How far this sort of approach will be adopted by councils nationally remains to be seen. Adass president Peter Hay says some councils have made explicit political choices to have significant contract monitoring systems, partly as a result of care home failures.
And he emphasises that it will always be important for a director to keep on top of the local market and ensure that good standards and governance remain top priorities for homes.
A care home manager’s view
Mandy Thorn runs an 81-bed care home in Shropshire providing dementia care and nursing services. She is also a vice-chair of the National Care Association.
She has a contract with the primary care trust and one with Shropshire Council. Just 12% of the home’s residents are self-funders.
“I have an administration team so we can provide support to the manager to make sure we are prepared as far as the Care Quality Commission [and the local authority] is concerned,” she says. “But if you are a smaller provider, as I used to be, you do everything. Smaller providers will find the bureaucracy [of contract monitoring] a burden.”
Many care home managers report large amounts of duplication of information requirements from the regulator and commissioners.
Thorn says the only duplication for her surrounds information related to workforce issues that are submitted for the National Minimum Data Set, the Skills for Care resource that gathers information on the social care workforce.
But she says that this still takes a member of staff one day a month to input this data.
Thorn has a good relationship with her contract monitoring officers who, she says, work in a supportive rather than an overly officious way. “As long as we deliver what we are supposed to deliver against our contract and we inform them what is going on it is a light touch,” she says.
But providers in neighbouring authorities have not been so fortunate.
“In some areas some [monitoring] officers weren’t as aware of the sector as they should have been,” Thorn says.
Some monitoring officers demand that providers change their system of medication which, she points out, is not their role, and others have demanded changes in care plans, which she says should be a matter for the CQC.
A contract monitoring manager’s view
The role of the contract monitoring officer is quite a relationship-building one. We see it as something akin to intelligence gathering about our local providers. It’s more than just going in and just measuring against CQC stuff,” says Wendy Norman, strategic manager for procurement and contract compliance at Bromley Council, south-east London.
“We’ve developed our own quarterly assurance framework, which we’ve implemented over the last year or so. [Providers say] this is quite helpful because it helps managers prepare for when the CQC comes around and [it] is based around the outcomes framework.”
Officers ask managers to score the homes against a self-assessment before visiting and where there are issues they will suggest actions. She emphasises the importance of visits, saying there is no substitute for having someone on the ground.
She is clear that the role of contract monitoring is in part to fill gaps left by the CQC.
Norman says Bromley is looking for the same things as the CQC but adds: “We are aware of the fact they don’t get around very often.
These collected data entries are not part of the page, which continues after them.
PR #4647, opened 2024-03-29
[F] CANDLEPIN-839: Updated schema to support environment content overrides

Ceiu:
- Updated the database schema to support environment content overrides
- Added indexes to the consumer_id and the new environment_id
  columns to improve content override lookup performance
- Added a constraint to the content override table to help prevent
  creating overrides in invalid states
- Removed legacy constructors for content overrides and the various
  subclasses
- Removed the allowance of null values on the content override
  subclasses which add a "parent" entity reference
- Removed old XML annotations on the content override entities

### DIFF
--- a/src/main/java/org/candlepin/model/EnvironmentContentOverride.java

All the homes depend on how managers are doing and managers do move around [hence the importance of regular checks].”
However, she is sympathetic to managers in smaller homes at the level of paperwork – particularly when they had to re-register with the CQC.
The number of visits Bromley conducts per home depends on the number of people in them and how many people it has placed. It will visit all homes at least once a year but homes where the council has a block contract will be visited quarterly.
Norman says relationships are put under pressure if there are safeguarding alerts but ultimately she points out: “We will have to keep working with people.”
“The way we are approaching monitoring is that we are looking for continuous improvement,” she adds.